Problem:
The answer is every line of the records that holds the word "would", copied in full.

Data extract:
****************************************
PR #1059, opened 2019-03-21
add relative time example to documentation

dustinmichels:
Hi!

It took me a long time to figure out how to write a `django-filters` filter to get data based on a relative timestamp, eg past 24 hours.

I thought I would offer the solution I eventually found to the "tips" section of your documentation.

I'm not at all offended if you don't want to include this!

### DIFF
--- a/docs/guide/tips.txt
+++ b/docs/guide/tips.txt
@@ -209,6 +209,35 @@ behavior as an ``isnull`` filter.
             model = MyModel
 
 
+Filtering by relative times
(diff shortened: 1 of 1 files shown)


dustinmichels:
Not sure why checks are failing... I only changed `docs/guide/tips.txt`

rpkilby:
Hi @dustinmichels. This is an unrelated issue with one of the datetime tests. See #1050.

PR #1070, opened 2019-04-17
add help_text in filter_class.extra

dhgdhg:
add help_text in filter_class.extra to show help_text in drf docs


rpkilby:
It looks like you opened two PRs, although the other fixes a linter issue.

PR #1071, opened 2019-04-17
add help_text in filter_class.extra

dhgdhg:
add help_text in filter_class.extra to show help_text in drf docs


rpkilby:
Hi @dhgdhg. Model field help text is intentionally non included, per the reasons in  https://github.com/carltongibson/django-filter/issues/754#issuecomment-321059424. 

That said, maybe a PR adding this as a docs example would be useful?

PR #1088, opened 2019-06-11
Inclusion of the possibility of logic fields in django-filter

DavidLSO:
When we have fields that are for logical use we can declare it as follows:
```
    import django_filters

        name = django_filters.CharFilter(lookup_expr='iexact')
        show_more_details = django_filters.BooleanFilter()

        class Meta:
            model = Product
            fields = ['price', 'release_date', 'show_more_details']
            logic_fields = ['show_more_details']
```

This logic field can be used for example in the ``get_context_data``.

### DIFF
--- a/django_filters/filterset.py
+++ b/django_filters/filterset.py
@@ -221,10 +221,11 @@ class BaseFilterSet(object):
         applied to the queryset before it is cached.
         """
         for name, value in self.form.cleaned_data.items():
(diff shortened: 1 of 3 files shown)


rpkilby:
Could you explain what the purpose of this is? If you want to add fields to the form without enabling filtering for that field, you can achieve this by overriding the `Meta.form` class.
****************************************
Result of this exercise:
I thought I would offer the solution I eventually found to the "tips" section of your documentation.
That said, maybe a PR adding this as a docs example would be useful?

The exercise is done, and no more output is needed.